Those were among the reactions from Jackson County fourth-graders Tuesday during the annual visit to the history center in Brownstown.

On Tuesdays and Thursdays for three weeks this month, kids tour the campus as part of Indiana History Month.

“It’s a good thing that they can save these old, historic buildings and also teach the kids,” said Larry Raymer, a volunteer with the history center. “That’s the reason we started it. So they would know what life was like back in the pioneer era.”

Brownstown Elementary School used to host a Pioneer Day event where kids researched a certain topic and led demonstrations for other kids around the county. But the log cabin that was used for that event was moved to the history center, so fourth-graders have gone there for the past five years.

During the tour, kids break into small groups and spend 20 minutes at each station. Stops include the trading post, school, Ball Museum, Heller Museum, cemetery, log cabin, livery barn and string fort. They also learn about the circus wagon and Works Progress Administration wagon and play some games.

Raymer, who was principal at Brownstown Elementary School for 28 years, and his wife, Karen, who was a first-grade teacher for 22 years, run the games area.

Karen Raymer said the kids remember doing hopscotch at a younger age, and some of them said they play croquet while visiting grandparents.

“The kids love it because that is kind of a lost art,” Karen Raymer said of croquet. “I think they like it because it’s different and because they are actually moving about.”

Nearby, Myrna Ratcliff shared information about her family’s longtime involvement with the circus. She is the fourth generation on her father’s side and third generation on her mother’s side involved in the circus.

She performed from 1946 to 2001.

“When I was 9, I was old enough to learn and act, and I’ve been performing off and on all my life,” Ratcliff said. “When you get older, you learn to clown or you have a dog act or sell tickets.
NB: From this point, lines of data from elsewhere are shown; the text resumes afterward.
PR #1780, opened 2020-02-14
Don't mark assets as absent in an ensure

kevindew:
This is a little bit of a cleanup on the `AssetCleanupJob` where we marked assets as absent in an ensure block, however this would get called for all types of exceptions.

It also removes a bunch of duplication in the tests and makes their expectations a bit clearer to read.

### DIFF
--- a/app/jobs/asset_cleanup_job.rb
+++ b/app/jobs/asset_cleanup_job.rb
@@ -37,10 +37,12 @@ private
   end
 
   def delete_asset(asset)
-    GdsApi.asset_manager.delete_asset(asset.asset_manager_id)
-  rescue GdsApi::HTTPNotFound
-    logger.warn("No asset to delete for id #{asset.asset_manager_id}")
-  ensure
+    begin
+      GdsApi.asset_manager.delete_asset(asset.asset_manager_id)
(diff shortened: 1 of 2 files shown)


app/jobs/asset_cleanup_job.rb
```diff
@@ -37,10 +37,12 @@ def clean_file_attachment_assets
...
-    GdsApi.asset_manager.delete_asset(asset.asset_manager_id)
-  rescue GdsApi::HTTPNotFound
-    logger.warn("No asset to delete for id #{asset.asset_manager_id}")
-  ensure
+    begin
+      GdsApi.asset_manager.delete_asset(asset.asset_manager_id)
+    rescue GdsApi::HTTPNotFound
+      logger.warn("No asset to delete for id #{asset.asset_manager_id}")
+    end
+
```
leenagupte: Nitpick, I think commit message is missing a comma after "ensure".

kevindew: Thank you - I've reworded the commit and will merge when it's green.

leenagupte: The commit message is much better! Thanks!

I chose to have the dog act when I couldn’t perform with them anymore, and I was a cook on the show for awhile.”

When she started talking to fourth-graders about the circus, she realized they wouldn’t always pay attention. So she changed things up and had them try juggling and other skills.

“They don’t want to hear what I have to say,” Ratcliff said with a smile. “So I started teaching them how to do some of the acts that I learned, and they enjoy that.”

She said she always likes sharing stories with the kids about the circus.

“They have no idea that the circus is a business,” Ratcliff said. “They think it’s all fun and games.”

History center volunteer Debbie Holle said the kids are always amazed while visiting the log cabins.

“They didn’t realize there’s no electricity, no plug-ins, no TV, no iPads, no iPods. They said, ‘I couldn’t live like that,’” she said. “It gives you an insight into their lives. They live such a different life now.”

Another center volunteer, Margo Brewer, said many items are new to kids. They thought the opening at the top of the circus wagon was for a satellite — it was actually an air vent. They also aren’t familiar with a television with knobs on it, a phone booth, a buggy and a wagon.

“Kids just don’t understand that today,” Brewer said.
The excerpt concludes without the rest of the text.